True. A clarification how how much leeway the application developer has on these matters
would be something that might be in order for DOM Level 1 Errata.
> > > The physical representation of an XML document (as defined by XML 1.0)
> > > is not allowed to have characters like '/' and '@' in element and
> > > attribute name, but the DOM is not a physical representation; it is an
> > > API providing access to one view of a document's information set, and
> > > as such, it is not governed by the Name production in XML 1.0.
> > This is one way of looking at it. But this is not clear and there
> > is no mechanism defined to tell an application whether the DOM is
> > using these illegal names or not.
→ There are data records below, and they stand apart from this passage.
PR #2042, opened 2026-08-24
Support element-level query

yhmo:


sdk-core/src/main/java/io/milvus/v2/service/vector/response/QueryResp.java
```diff
@@ -116,21 +122,51 @@ public void setEntity(Map<String, Object> entity) {
...
+
+        public void setOriginalIdx(Long originalIdx) {
+            this.originalIdx = originalIdx;
+        }
+
         @Override
         public String toString() {
             return "QueryResult{" +
                     "entity=" + entity +
+                    ", elementOffset=" + elementOffset +
```
yhmo: sdk-core/src/main/java/io/milvus/v2/service/vector/response/QueryResp.java line:145
Low ---- For every normal (non-element-level) query these two fields are null, so toString() now renders "elementOffset=null, originalIdx=null" on every result, adding noise to existing query-result logging. SearchResp.SearchResult.toString() (SearchResp.java:264) already guards elementOffset with a null check; consider the same conditional rendering here so only element-level results print the extra fields.

sdk-core/src/main/java/io/milvus/v2/utils/ConvertUtils.java
```diff
@@ -85,12 +85,32 @@ public List<QueryResp.QueryResult> getEntities(QueryResults response) {
...
-            entities.add(queryResult);
-        });
+        List<QueryResultsWrapper.RowRecord> rowRecords = queryResultsWrapper.getRowRecords();
+        List<io.milvus.grpc.ElementIndices> elementIndices = response.getElementIndicesList();
+        if (elementIndices != null && !elementIndices.isEmpty()) {
+            // struct-array element-level query: expand one entity into one row per matched element
+            for (int i = 0; i < rowRecords.size(); i++) {
+                Map<String, Object> fieldValues = rowRecords.get(i).getFieldValues();
+                if (i >= elementIndices.size()) {
+                    continue;
```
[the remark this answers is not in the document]
yhmo: fixed

sdk-core/src/main/java/io/milvus/v2/utils/ConvertUtils.java
```diff
@@ -85,12 +85,32 @@ public List<QueryResp.QueryResult> getEntities(QueryResults response) {
...
+                }
+                for (Long offset : elementIndices.get(i).getIndices().getDataList()) {
+                    QueryResp.QueryResult queryResult = QueryResp.QueryResult.builder()
+                            .entity(fieldValues)
```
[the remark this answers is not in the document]
yhmo: fixed

sdk-core/src/main/java/io/milvus/v2/service/vector/response/QueryResp.java
yhmo: fixed

sdk-core/src/main/java/io/milvus/v2/utils/ConvertUtils.java
```diff
@@ -85,12 +85,34 @@ public List<QueryResp.QueryResult> getEntities(QueryResults response) {
...
+        List<QueryResultsWrapper.RowRecord> rowRecords = queryResultsWrapper.getRowRecords();
+        List<io.milvus.grpc.ElementIndices> elementIndices = response.getElementIndicesList();
+        if (elementIndices != null && !elementIndices.isEmpty()) {
+            if (elementIndices.size() != rowRecords.size()) {
+                throw new MilvusClientException(ErrorCode.SERVER_ERROR, String.format(
+                        "The element_indices count (%d) does not match the row count (%d)",
+                        elementIndices.size(), rowRecords.size()));
+            }
+            // struct-array element-level query: expand one entity into one row per matched element
+            for (int i = 0; i < rowRecords.size(); i++) {
```
yhmo, line 99: sdk-core/src/main/java/io/milvus/v2/utils/ConvertUtils.java line:97
Medium ---- This expansion duplicates the element-level logic already implemented in QueryIterator.extractRowRecords() (sdk-core/src/main/java/io/milvus/orm/iterator/QueryIterator.java), but the two paths expose the result differently: queryIterator() embeds the matched offset as an "offset" key inside the entity map (Constant.OFFSET), while this query() path adds elementOffset/originalIdx as separate QueryResult accessors (pymilvus likewise exposes offset/_original_idx as row keys). The same server feature now surfaces with different client-visible shapes depending on which V2 API is used, so the two implementations can drift. Consider extracting the shared expansion and/or documenting the divergence on QueryResult so callers of query() know the entity map intentionally omits the offset key.

sdk-core/src/test/java/io/milvus/v2/service/vector/VectorTest.java
```diff
@@ -249,6 +249,47 @@ void testQueryCostDefaultsToZeroWhenReportValueMissingOrInvalid() {
         Assertions.assertEquals(0L, respInvalid.getCost());
     }
 
+    @Test
+    void testQueryElementLevelExpandsResultsWithOffset() {
```
yhmo, line 253: sdk-core/src/test/java/io/milvus/v2/service/vector/VectorTest.java line:253
Low ---- The new error path introduced here (element_indices count != row count -> MilvusClientException) has no test; only the happy expansion path is covered. pymilvus covers this exact case with test_query_element_indices_length_mismatch. Consider adding a test that asserts the exception is thrown on a mismatch so the guard stays exercised.

sdk-core/src/main/java/io/milvus/v2/utils/ConvertUtils.java
yhmo: fixed

sdk-core/src/test/java/io/milvus/v2/service/vector/VectorTest.java
yhmo: fixed

sdk-core/src/main/java/io/milvus/v2/service/vector/response/QueryResp.java
```diff
@@ -100,8 +100,23 @@ public QueryResp build() {
     public static class QueryResult {
         private Map<String, Object> entity;
 
+        /**
+         * For struct-array element-level queries (via {@code element_filter}): the matched
+         * element's index within the array, and the original entity index before row expansion.
```
yhmo: sdk-core/src/main/java/io/milvus/v2/service/vector/response/QueryResp.java line:105
Low ---- The Javadoc describes originalIdx as "the original entity index before row expansion", but the value is the source row's position within the current response page (the loop index i), not a stable entity index. For a paginated element-level query (QueryReq.offset + limit), originalIdx restarts at 0 on each page, so it cannot identify the source entity across pages; the primary key in the entity map is the reliable identifier. Consider clarifying in the Javadoc that originalIdx is the page-local row position.

yhmo: no need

If you write the DOM Document
> > back out to XML, you are writing out illegal names because you
> > don't know if you are writing out prefixes + local part or
> > namespace + local part.
> You gotta check anyway -- what if someone's HTML DOM implementation
> were allowing names with illegal letters? Presumably, however, you
> have turned on namespace munging somewhere in your DOMBuilder (however
> that works), so you know what you're getting. Namespace munging
> should *never* take place by default for vanilla XML 1.0 processing
> (in Expat, for example, it is a user-configurable option, and for SAX
> 1.0, it is handled by third-party filters [which are surprisingly easy
> to write]).
Yah this is another issue which makes me think that splitting XML 1.0 and XML 1.0 with
"Namespaces in XML" into two separate data type entities would be a good thing for the XML
> > > The XML 1.0 spec does not even require processors to report element
> > > names, so in terms of conformance, anything goes kids.
> > How is anyone supposed to reliably build any sort of architecture
> > on XML if everything is this ambiguous.
> We're working on it, but you'd be surprised by what you can do even
> with partial specs. XML 1.0 defines the physical representation of a
> document as a string of characters; the DOM defines an API into
> structured information, such as XML and HTML documents. There is a WG
> right now working on the XML Information Set, which will provide some
> glue between the two -- I'll keep everyone posted.
This looks nice. I agree keep things as abstract as you can as long as you don't leave any
gaping holes that cause major side effects elsewhere.